*Goal of the exercise*
Records follow. Pull out every line that contains "zenity".

*Input records*
⟨
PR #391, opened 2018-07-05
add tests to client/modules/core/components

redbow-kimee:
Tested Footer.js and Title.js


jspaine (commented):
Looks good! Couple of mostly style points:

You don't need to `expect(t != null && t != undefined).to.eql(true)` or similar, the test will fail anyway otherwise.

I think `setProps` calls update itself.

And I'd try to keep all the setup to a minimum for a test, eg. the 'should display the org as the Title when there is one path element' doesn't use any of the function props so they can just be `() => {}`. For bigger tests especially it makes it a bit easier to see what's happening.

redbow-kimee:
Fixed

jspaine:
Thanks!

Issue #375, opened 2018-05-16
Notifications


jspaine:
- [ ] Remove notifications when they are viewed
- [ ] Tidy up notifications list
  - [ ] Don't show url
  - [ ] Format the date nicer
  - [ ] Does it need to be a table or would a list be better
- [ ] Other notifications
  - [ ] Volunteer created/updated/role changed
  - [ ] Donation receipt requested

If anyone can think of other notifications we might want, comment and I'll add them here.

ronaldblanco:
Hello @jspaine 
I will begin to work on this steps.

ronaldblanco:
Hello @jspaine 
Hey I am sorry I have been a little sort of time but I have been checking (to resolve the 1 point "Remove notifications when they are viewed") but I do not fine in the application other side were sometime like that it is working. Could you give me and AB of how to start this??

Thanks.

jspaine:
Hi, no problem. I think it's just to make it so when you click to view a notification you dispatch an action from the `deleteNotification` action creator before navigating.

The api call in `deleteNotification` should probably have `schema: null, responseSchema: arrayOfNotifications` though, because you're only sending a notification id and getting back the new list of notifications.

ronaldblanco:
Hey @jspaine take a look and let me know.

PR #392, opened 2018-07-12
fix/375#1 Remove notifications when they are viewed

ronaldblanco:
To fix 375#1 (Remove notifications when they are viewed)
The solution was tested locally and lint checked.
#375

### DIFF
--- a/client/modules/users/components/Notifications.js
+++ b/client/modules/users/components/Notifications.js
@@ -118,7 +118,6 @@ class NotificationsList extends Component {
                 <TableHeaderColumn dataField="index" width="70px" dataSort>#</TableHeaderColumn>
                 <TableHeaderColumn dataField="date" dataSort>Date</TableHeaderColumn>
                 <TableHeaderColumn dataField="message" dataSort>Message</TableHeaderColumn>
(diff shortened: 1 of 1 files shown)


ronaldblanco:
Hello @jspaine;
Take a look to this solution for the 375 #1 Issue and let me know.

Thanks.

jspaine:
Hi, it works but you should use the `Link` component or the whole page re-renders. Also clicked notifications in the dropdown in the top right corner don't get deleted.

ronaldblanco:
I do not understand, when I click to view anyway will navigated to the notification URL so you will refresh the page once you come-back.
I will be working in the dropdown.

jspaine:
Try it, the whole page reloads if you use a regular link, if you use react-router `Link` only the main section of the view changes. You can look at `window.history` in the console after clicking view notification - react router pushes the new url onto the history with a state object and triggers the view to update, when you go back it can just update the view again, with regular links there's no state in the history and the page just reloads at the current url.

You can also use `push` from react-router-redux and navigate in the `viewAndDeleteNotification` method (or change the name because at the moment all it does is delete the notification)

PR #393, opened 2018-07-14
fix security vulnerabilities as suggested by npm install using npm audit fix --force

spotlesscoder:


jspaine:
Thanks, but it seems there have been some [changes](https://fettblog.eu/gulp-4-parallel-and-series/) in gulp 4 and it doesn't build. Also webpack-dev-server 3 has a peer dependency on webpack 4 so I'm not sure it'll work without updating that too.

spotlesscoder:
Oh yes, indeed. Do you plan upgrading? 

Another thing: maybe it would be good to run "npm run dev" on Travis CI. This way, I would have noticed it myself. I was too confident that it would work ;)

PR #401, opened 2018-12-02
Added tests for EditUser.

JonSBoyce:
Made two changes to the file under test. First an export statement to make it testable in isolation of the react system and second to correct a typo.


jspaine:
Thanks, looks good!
⟩
⟨
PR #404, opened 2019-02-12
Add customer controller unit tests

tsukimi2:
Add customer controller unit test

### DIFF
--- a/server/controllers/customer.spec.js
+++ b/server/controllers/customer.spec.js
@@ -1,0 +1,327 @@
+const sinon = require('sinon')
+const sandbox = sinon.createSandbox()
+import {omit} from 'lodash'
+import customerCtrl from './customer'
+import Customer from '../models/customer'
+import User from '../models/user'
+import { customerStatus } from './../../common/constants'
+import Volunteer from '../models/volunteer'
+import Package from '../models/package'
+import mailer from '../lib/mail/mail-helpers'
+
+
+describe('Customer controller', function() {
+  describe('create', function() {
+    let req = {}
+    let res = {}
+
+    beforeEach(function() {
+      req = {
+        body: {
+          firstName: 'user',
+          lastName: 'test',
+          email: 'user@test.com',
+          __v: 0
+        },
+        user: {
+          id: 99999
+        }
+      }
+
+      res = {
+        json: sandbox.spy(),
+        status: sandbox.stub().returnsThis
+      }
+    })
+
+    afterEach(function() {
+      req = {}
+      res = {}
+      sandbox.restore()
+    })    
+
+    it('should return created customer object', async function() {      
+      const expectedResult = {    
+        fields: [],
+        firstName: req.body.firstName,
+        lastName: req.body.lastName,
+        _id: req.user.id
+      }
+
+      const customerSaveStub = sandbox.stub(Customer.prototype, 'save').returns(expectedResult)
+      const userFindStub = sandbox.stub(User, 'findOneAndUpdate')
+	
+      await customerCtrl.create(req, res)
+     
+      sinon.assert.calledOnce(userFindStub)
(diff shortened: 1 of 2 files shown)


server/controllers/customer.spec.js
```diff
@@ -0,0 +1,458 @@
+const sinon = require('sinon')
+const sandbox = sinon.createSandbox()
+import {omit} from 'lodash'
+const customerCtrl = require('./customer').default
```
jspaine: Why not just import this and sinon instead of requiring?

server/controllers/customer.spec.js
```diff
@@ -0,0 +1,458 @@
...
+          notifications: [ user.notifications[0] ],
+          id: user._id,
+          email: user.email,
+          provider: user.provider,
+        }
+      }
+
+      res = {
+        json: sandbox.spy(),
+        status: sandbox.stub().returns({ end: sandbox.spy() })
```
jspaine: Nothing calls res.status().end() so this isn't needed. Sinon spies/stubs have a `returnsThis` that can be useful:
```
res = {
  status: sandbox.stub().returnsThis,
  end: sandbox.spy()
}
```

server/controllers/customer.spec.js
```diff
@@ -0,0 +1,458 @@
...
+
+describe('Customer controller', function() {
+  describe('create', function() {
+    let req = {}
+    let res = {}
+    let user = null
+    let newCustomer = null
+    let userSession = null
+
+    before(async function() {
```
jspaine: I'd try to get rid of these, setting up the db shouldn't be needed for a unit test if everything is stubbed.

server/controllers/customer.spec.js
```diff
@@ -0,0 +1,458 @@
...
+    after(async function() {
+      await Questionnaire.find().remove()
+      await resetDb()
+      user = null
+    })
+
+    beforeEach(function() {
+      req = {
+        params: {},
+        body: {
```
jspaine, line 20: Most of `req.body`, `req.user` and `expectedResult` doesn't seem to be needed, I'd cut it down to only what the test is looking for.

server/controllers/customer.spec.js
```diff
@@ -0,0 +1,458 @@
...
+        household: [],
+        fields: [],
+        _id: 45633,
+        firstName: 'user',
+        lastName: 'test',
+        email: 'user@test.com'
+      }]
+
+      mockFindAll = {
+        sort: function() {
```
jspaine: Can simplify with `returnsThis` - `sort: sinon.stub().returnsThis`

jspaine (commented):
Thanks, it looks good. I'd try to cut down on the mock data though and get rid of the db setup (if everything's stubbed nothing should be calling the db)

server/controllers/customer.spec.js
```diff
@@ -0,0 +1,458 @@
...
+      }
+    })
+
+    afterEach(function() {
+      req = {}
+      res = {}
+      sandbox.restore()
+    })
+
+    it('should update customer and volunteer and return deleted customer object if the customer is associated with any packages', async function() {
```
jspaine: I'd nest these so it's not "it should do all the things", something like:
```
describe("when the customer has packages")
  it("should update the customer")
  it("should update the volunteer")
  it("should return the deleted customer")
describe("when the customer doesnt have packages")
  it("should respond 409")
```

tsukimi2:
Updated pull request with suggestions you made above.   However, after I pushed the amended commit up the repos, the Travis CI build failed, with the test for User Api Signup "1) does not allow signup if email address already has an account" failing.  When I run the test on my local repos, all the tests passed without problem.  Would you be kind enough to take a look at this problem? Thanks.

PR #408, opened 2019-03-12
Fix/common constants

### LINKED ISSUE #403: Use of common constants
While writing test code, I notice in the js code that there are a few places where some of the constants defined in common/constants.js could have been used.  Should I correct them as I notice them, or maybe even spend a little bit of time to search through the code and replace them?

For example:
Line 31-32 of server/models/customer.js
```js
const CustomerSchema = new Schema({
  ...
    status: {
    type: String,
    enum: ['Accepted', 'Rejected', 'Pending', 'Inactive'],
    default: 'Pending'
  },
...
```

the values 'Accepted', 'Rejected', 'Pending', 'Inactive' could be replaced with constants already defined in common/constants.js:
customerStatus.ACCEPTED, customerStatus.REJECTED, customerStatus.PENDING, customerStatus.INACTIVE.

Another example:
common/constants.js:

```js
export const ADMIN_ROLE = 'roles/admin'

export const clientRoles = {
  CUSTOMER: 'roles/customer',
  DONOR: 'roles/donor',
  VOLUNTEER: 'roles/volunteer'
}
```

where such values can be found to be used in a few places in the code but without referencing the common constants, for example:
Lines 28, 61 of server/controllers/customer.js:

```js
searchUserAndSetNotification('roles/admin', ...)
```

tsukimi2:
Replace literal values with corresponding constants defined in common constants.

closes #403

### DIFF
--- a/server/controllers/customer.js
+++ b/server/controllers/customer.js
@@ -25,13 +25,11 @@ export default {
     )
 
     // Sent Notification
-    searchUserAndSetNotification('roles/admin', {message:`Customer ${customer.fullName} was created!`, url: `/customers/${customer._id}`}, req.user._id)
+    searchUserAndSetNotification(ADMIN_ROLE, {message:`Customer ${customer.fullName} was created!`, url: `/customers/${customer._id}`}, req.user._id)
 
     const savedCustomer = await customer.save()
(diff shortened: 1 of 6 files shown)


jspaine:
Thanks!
⟩
⟨
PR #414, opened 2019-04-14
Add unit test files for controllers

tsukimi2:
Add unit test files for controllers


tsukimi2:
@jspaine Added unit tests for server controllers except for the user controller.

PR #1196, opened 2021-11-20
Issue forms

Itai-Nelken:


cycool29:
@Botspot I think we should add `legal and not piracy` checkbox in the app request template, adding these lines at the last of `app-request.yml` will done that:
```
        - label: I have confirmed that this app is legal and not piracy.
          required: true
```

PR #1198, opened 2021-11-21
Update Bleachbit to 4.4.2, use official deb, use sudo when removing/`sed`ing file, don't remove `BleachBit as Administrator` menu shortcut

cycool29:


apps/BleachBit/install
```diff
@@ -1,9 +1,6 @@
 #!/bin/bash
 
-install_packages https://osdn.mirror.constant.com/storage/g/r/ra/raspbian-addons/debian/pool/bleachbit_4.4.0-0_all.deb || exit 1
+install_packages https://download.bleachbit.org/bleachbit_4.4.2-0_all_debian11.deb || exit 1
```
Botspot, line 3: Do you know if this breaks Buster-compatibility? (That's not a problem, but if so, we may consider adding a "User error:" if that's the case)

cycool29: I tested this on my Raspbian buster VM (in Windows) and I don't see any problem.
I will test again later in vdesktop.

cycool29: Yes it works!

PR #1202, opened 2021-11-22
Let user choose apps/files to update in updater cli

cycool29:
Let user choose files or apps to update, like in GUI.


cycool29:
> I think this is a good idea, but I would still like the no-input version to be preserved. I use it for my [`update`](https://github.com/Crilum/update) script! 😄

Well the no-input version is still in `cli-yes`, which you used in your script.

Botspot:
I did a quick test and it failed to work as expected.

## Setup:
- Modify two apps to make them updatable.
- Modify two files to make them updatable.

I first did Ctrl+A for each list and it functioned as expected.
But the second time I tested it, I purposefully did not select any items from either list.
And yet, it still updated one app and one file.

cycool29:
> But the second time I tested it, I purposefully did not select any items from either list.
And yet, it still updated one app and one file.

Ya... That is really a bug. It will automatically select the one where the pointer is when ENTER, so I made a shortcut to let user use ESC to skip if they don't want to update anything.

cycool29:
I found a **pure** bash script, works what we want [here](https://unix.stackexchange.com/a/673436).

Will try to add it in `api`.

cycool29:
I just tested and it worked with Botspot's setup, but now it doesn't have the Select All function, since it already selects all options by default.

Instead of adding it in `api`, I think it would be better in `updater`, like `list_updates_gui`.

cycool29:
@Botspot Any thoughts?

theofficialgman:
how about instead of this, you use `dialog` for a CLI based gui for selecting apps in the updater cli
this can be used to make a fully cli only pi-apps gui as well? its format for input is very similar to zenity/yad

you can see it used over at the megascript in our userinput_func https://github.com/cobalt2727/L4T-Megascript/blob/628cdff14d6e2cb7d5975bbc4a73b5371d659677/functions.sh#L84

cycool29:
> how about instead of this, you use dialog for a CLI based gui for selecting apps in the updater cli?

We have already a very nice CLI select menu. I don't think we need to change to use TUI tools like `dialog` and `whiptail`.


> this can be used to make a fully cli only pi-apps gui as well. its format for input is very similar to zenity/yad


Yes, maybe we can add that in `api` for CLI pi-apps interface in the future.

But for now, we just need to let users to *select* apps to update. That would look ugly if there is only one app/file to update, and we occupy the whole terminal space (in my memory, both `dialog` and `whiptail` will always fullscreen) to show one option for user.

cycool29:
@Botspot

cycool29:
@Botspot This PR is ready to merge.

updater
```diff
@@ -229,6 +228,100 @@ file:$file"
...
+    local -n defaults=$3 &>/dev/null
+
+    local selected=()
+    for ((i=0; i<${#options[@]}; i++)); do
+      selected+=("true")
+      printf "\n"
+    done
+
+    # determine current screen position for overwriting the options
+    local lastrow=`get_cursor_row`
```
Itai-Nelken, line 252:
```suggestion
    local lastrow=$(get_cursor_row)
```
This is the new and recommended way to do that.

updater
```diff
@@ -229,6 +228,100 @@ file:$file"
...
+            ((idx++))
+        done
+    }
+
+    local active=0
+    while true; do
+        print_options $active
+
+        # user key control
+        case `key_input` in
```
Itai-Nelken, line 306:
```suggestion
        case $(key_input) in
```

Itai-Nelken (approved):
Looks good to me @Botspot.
⟩
*Problem solution*
this can be used to make a fully cli only pi-apps gui as well? its format for input is very similar to zenity/yad
> this can be used to make a fully cli only pi-apps gui as well. its format for input is very similar to zenity/yad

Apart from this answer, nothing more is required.